One thing I haven't thought about properly yet are cases where, and this is particularly pertinent when it comes to connection pools, is what happens when a connection times out. Having it deal with that properly is critical to getting it properly battle-hardened.

The reason I haven't dealt with this is that DB-API's OperationalError exception is a touch vague. I've a nagging worry that discarding a connection based on catching that alone might not be an altogether excellent idea. It may be the safest one though.

All that aside, dealing this this particular issue has two aspects: the single-connection aspect and the connection pool aspect. For single connections, the connection mediator will need to be able to reconnect at will to the DB. For connection pools, the mediator will need to have some way to signal to the pool that the connection it currently holds is somehow bad. In both cases, the context will have to signal to the mediator that the current connection is bad.

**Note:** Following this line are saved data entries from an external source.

PR #1178, opened 2018-04-15
add language dropdown in registration page

### LINKED ISSUE #1003: Add langage listbox in registration page
We should add a langage listbox in the registration page, so the user can create a new account with its good locale directly.

Registration page could use the `Accept-Language` header to guess the langage of the user ...

Dagolin:
Closes #1003 

Yes, thank you @asbiin,  it's a good idea to let people choose the language at the beginning, like me, I am not a Simplified Chinese speak so when Monica forced me to use it, it was confusing.

image

### DIFF
--- a/app/Account.php
+++ b/app/Account.php
@@ -652,9 +652,10 @@ class Account extends Model
      * @param string $last_name
      * @param string $email
      * @param string $password
+     * @param string $locale
      * @return this
      */
-    public static function createDefault($first_name, $last_name, $email, $password)
+    public static function createDefault($first_name, $last_name, $email, $password, $locale = null)
     {
         // create new account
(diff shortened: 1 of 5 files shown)


asbiin:
@Dagolin nice work! You just have to fix the issue with StyleCI and it could be merged.

asbiin:
I think the language dropdown should not be a part of the registration form, but it should permit to reload the page for another language - which will be used as user language.
This allow a user to load the registration form for his language, and understand all fields.

This language dropdown could be on upper left/right of the page.
Problem with this: the current lang-detector.driver cannot be changed at runtime
https://github.com/monicahq/monica/blob/master/config/lang-detector.php#L14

The best place to handle the error is in the __exit__ method of the mediator. That way the context doesn't have to explicitly signal to the mediator that the connection's bad. SingleConnectionMediator will need to be tweaked so that it takes a function that returns a connection rather than be supplied with an actual connection. This would make its behaviour a touch more consistent with PooledConnectionMediator. It'll also have to start counting depth so its behaviour is consistent regardless of whether it's used within or without a transaction.

Well, I now know it works just fine at least in the single-connection case. That's good. Now I just need to write something to exercise connection pooling.

The connection pool handles this properly, unless I've totally messed up and just don't realise it yet.